Task item: Write out each line of the entries exactly, starting at the first and finishing with the line that contains "Relates to https://github.com/quinoacomputing/quinoa/issues/11.".

[Collected data]
Issue #11, opened 2015-07-02
Find and add RNG library alternative to MKL and RNGSSE that works with threads


jbakosi:
MKL is non-free and RNGSSE does not work on Mac OS, cuRAND, Random123?

jbakosi:
Pretty much the same Issue #12.

jbakosi:
RNGSSE *does* work on mac and thus it is now the alternative to MKL which is truly optional.

jbakosi:
RNGSSE2 does work on Mac OS X. However, it does not work on PowerPC, e.g., IBM BlueGene/Q. If MKL is not available we have no RNGs.

jbakosi:
We now have 3 RNG libs: MKL, RNGSSE2, and Random123. See https://github.com/quinoacomputing/quinoa/issues/95.

PR #95, opened 2017-01-12
Random123

jbakosi:
Relates to https://github.com/quinoacomputing/quinoa/issues/11.

This adds [Random123](http://www.thesalmons.org/john/random123/releases/latest/docs/index.html) as a new RNG library and hooks up two of the four available RNGs. The ones not hooked up, EASNI and ARS, require the Advanced Encryption Standard (AES) instruction set (IS) on the CPU. While the AES IS is available on modern CPUs, default compilation does not necessarily enables it and since we don't desperately need all RNGs from Random123, I only enabled ThreeFry and Philox.

I believe, they are hooked up to everything that needs RNGs and both unit-, and regression-tested. Also updated the doxygen documentation.

Perhaps the only remaining task here is to make all RNG libraries (MKL, RNGSSE, Random123) optional but require at least one. Note that MKL is proprietary (thus not available everywhere), RNGSSE is almost pure x86 assembly (thus will not run everywhere), while Random123 should be pretty portable. We should detect what's available and what can run on the given architecture and enable/disable code based on that. Other than this, this is good to goo. @junghans, could you please test? (I'll test on TeamCity). Thanks.


junghans:
Added random123 to gentoo in gentoo/gentoo@9a89b76d13658e4ff055b3c0d7b696807b7e672c.

Testing now.

junghans:
When building against Gentoo's Random123, I found that you are using `uniform.hpp`, which isn't actually part of Random123's `include` directory, but lives in examples. I could add it to the installation, but just checking...

junghans:
I added the missing header in gentoo/gentoo@0d601682798febc90360cc8c9ab9e24053b1815d

junghans:
Yes, I install it under Gentoo now too. So I would just go with that workaround for now and fix it later if necessary. I think this is ready to merge otherwise.

junghans:
ok, I will make #90 based on this.

jbakosi:
Yeah, sounds good. I'm working on making RNGSSE2 optional. Basically, we will detect MKL, RNGSSE2, and Random123. The former two will be optional, while the last one (the most portable) will be required (from system or we build it.)

jbakosi:
With https://github.com/quinoacomputing/quinoa/pull/95/commits/bde476e5273d9637637787e110357e76a7a5e2b3, building RNGSSE2 is now conditional on the detected system architecture. If the arch is not x86, RNGSSE2 cannot build, so we don't build it and conditionally remove it from the code, including its unit and regression tests.

In the TPL cmake run, building of RNGSSE2 can be overridden (even on x86 arch) by passing the `-DNO_RNGSSE2=true` cmake arg. This will be useful for testing the absence of RNGSSE2 on x86 architectures, e.g., during CI.

If none of the three RNG libs (MKL, RNGSSE2, and Random123) are found when attempting to build quinoa, we error out during the cmake run.

We already have CI setup for testing the absence of MKL and I will also set it up testing the absence of RNGSSE2.

Can you please build/test? (On my workstation, I tested this so far, with all of MKL/RNGSSE2/Random123) available using gnu/intel/clang and with only MKL and Random123 being available using clang). If all is good, I will merge this afternoon and update TeamCity for testing the absence of RNGSSE2.

PR #98, opened 2017-01-18
Add -z defs link flag

jbakosi:
Using either `ld` or `gold` I get
```
clang: warning: -Wl,-z,defs: 'linker' input unused
```

---
This change is [Reviewable](https://reviewable.io/reviews/quinoacomputing/quinoa/98)


junghans:
I did:
```
CFLAGS="-Wl,-z,defs" CXXFLAGS="-Wl,-z,defs" cmake ../src/ && make
```

jbakosi:
Okay, than this can be forced as given in de06514. However, I still get
```
clang: warning: -Wl,-z,defs: 'linker' input unused
```
but now at compilation of every object (and a bunch a linking errors).

junghans:
Ok, I was using gcc.

junghans:
`CMAKE_SHARED_LINKER_FLAGS="-Wl,-z,defs"` might work!

jbakosi:
Okay, `CMAKE_SHARED_LINKER_FLAGS` is better. Now I just have to fix the linking errors. ;-)

jbakosi:
Shouldn't we add this flag to only the EXE linker flags? Isn't it enough to make sure that the executables are not underlinked?

junghans:
Executable cannot be underlinked as it is the final resolution of symbols. We should add `-Wl,-z,defs` to the `CMAKE_SHARED_LINKER_FLAGS` that should do it.

src/CMakeLists.txt
```diff
@@ -170,6 +170,10 @@ macro (add_compiler_flag flag)
   set(CMAKE_CXX_FLAGS "${CMAKE_CXX_FLAGS} ${flag}")
 endmacro (add_compiler_flag)
 
+# Disallow undefined symbols in object files. Undefined symbols in shared
+# libraries are still allowed.
```
junghans: Hmm, I am a bit confused by the comment, isn't `CMAKE_SHARED_LINKER_FLAGS` used for shared libraries?
And aren't object files just archives and hence have always undefined symbols?

jbakosi: I copied this from ld's man page. According to http://stackoverflow.com/questions/1617286/easy-check-for-unresolved-symbols-in-shared-libraries, passing '-Wl,-z,defs' will just force us to specify all dependent libraries on every library's link line, whereas not passing it just leaves the symbols undefined temporarily and those symbols, of course, will have to be present at the final link.

jbakosi: I don't teally see the point of doing this. I thought '-z,defs' will force us to explicitly have to list all dependent libraries that define symbols required by the libraries we link but don't explicitly link -- as it has to be done, in my experience, for static linking, and so this is would be more prudent that way because all requeid libraries would now be listed explicitly on the link line. But based on the above stackowerflo answer that is not the point of this linker flags?

junghans: Ok, I see. I used something similar here:
http://pkgs.fedoraproject.org/cgit/rpms/gasnet.git/tree/gasnet.spec#n146
but maybe `-z,now` is more what we want.

jbakosi: I think `-z,now` does not attempt to resolve symbols when linking a shared library.

I also found in the [Debian Policy Manual](https://www.debian.org/doc/debian-policy/ch-files.html) , that

> Although not enforced by the build tools, shared libraries must be linked against all libraries that they use symbols from in the same way that binaries are. This ensures the correct functioning of the symbols  and shlibs systems and guarantees that all libraries can be safely opened with dlopen(). Packagers may wish to use the gcc option -Wl,-z,defs when building a shared library. Since this option enforces symbol resolution at build time, a missing library reference will be caught early as a fatal build error.

So I think if we want to be prudent, it is `-z,defs` we want but here is the problem. We now have to explicitly link each shared library to those libraries that are required to resolve all symbols in the library we are building. This means, e.g., we need to link to the Charm++ libraries. I started going down the road of finding out which shared object contains the symbols, but then some Charm++ symbols are defined in several Charm++ libraries, e.g.,

```
<charm++_install_dir>/lib_so:$ find . -name '*.so' -print0 | xargs -0 nm -A | grep CmiOutOfMemory | grep -v U
./libmemory-os-lock.so:0000000000002580 T CmiOutOfMemory
./libmemory-os-lock.so:0000000000002ae0 T CmiOutOfMemoryInit
./libmemory-leak.so:0000000000002a10 T CmiOutOfMemory
./libmemory-leak.so:000000000000a520 T CmiOutOfMemoryInit
./libmemory-default.so:00000000000019b0 T CmiOutOfMemory
./libmemory-default.so:0000000000001b60 T CmiOutOfMemoryInit
./libmemory-charmdebug-slot.so:00000000000040e0 T CmiOutOfMemory
./libmemory-charmdebug-slot.so:000000000000abf0 T CmiOutOfMemoryInit
./libmemory-gnu.so:0000000000002720 T CmiOutOfMemory
./libmemory-gnu.so:0000000000009fe0 T CmiOutOfMemoryInit
./libmemory-charmdebug-mmap-slot.so:0000000000004240 T CmiOutOfMemory
./libmemory-charmdebug-mmap-slot.so:000000000000b0d0 T CmiOutOfMemoryInit
./libmemory-hooks-charmdebug.so:0000000000003700 T CmiOutOfMemory
./libmemory-hooks-charmdebug.so:00000000000066d0 T CmiOutOfMemoryInit
./libmemory-os-verbose.so:0000000000002350 T CmiOutOfMemory
./libmemory-os-verbose.so:00000000000029a0 T CmiOutOfMemoryInit
./libmemory-verbose.so:0000000000002810 T CmiOutOfMemory
./libmemory-verbose.so:000000000000a0f0 T CmiOutOfMemoryInit
./libmemory-os.so:00000000000019b0 T CmiOutOfMemory
./libmemory-os.so:0000000000001b60 T CmiOutOfMemoryInit
./libmemory-os-isomalloc.so:0000000000002710 T CmiOutOfMemory
./libmemory-os-isomalloc.so:0000000000002fb0 T CmiOutOfMemoryInit
./libmemory-os-leak.so:0000000000002690 T CmiOutOfMemory
./libmemory-os-leak.so:0000000000002f30 T CmiOutOfMemoryInit
./libmemory-charmdebug-mmap.so:0000000000004200 T CmiOutOfMemory
./libmemory-charmdebug-mmap.so:000000000000ae60 T CmiOutOfMemoryInit
./libmemory-isomalloc.so:0000000000002a90 T CmiOutOfMemory
./libmemory-isomalloc.so:000000000000a4d0 T CmiOutOfMemoryInit
./libmemory-os-charmdebug.so:0000000000003d90 T CmiOutOfMemory
./libmemory-os-charmdebug.so:0000000000006cc0 T CmiOutOfMemoryInit
./libmemory-os-paranoid.so:00000000000026c0 T CmiOutOfMemory
./libmemory-os-paranoid.so:0000000000003110 T CmiOutOfMemoryInit
./libmemory-charmdebug.so:00000000000040a0 T CmiOutOfMemory
./libmemory-charmdebug.so:000000000000aae0 T CmiOutOfMemoryInit
./libmemory-paranoid.so:0000000000002a60 T CmiOutOfMemory
./libmemory-paranoid.so:000000000000a6e0 T CmiOutOfMemoryInit
```

So `charmc` must pick the correct combination of the libraries to link depending potentially complicated logic. We certainly do not want to re-create and maintain that logic ourselves. I also looked at `charmc` which does have a complex logic for generating the correct link line. So probably we would want to link not only the final executables with `charmc` but also the shared libraries, however, I'm not sure how to do that. Switching the compiler only for linking the executables are done via

```
STRING(REGEX REPLACE "<CMAKE_CXX_COMPILER>"
       "${CHARM_COMPILER} -module DistributedLB"
       CMAKE_CXX_LINK_EXECUTABLE "${CMAKE_CXX_LINK_EXECUTABLE}")
```

so I did the analogous thing for creating shared libraries with

```
STRING(REGEX REPLACE "<CMAKE_CXX_COMPILER>"
       "${CHARM_COMPILER}"
       CMAKE_CXX_CREATE_SHARED_LIBRARY ${CMAKE_CXX_CREATE_SHARED_LIBRARY}")
message("S: ${CMAKE_CXX_CREATE_SHARED_LIBRARY}")
```

However, that still does not resolve all Charm++ symbols, and I don't understand why. Any thoughts?

junghans: I saw the same, we could do:
```
set(CMAKE_LINKER ${CHARM_COMPILER} -module DistributedLB)
```
I guess.

jbakosi:
Not a high priority, will continue some other time.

Solved exercise:
Issue #11, opened 2015-07-02
Find and add RNG library alternative to MKL and RNGSSE that works with threads


jbakosi:
MKL is non-free and RNGSSE does not work on Mac OS, cuRAND, Random123?

jbakosi:
Pretty much the same Issue #12.

jbakosi:
RNGSSE *does* work on mac and thus it is now the alternative to MKL which is truly optional.

jbakosi:
RNGSSE2 does work on Mac OS X. However, it does not work on PowerPC, e.g., IBM BlueGene/Q. If MKL is not available we have no RNGs.

jbakosi:
We now have 3 RNG libs: MKL, RNGSSE2, and Random123. See https://github.com/quinoacomputing/quinoa/issues/95.

PR #95, opened 2017-01-12
Random123

jbakosi:
Relates to https://github.com/quinoacomputing/quinoa/issues/11.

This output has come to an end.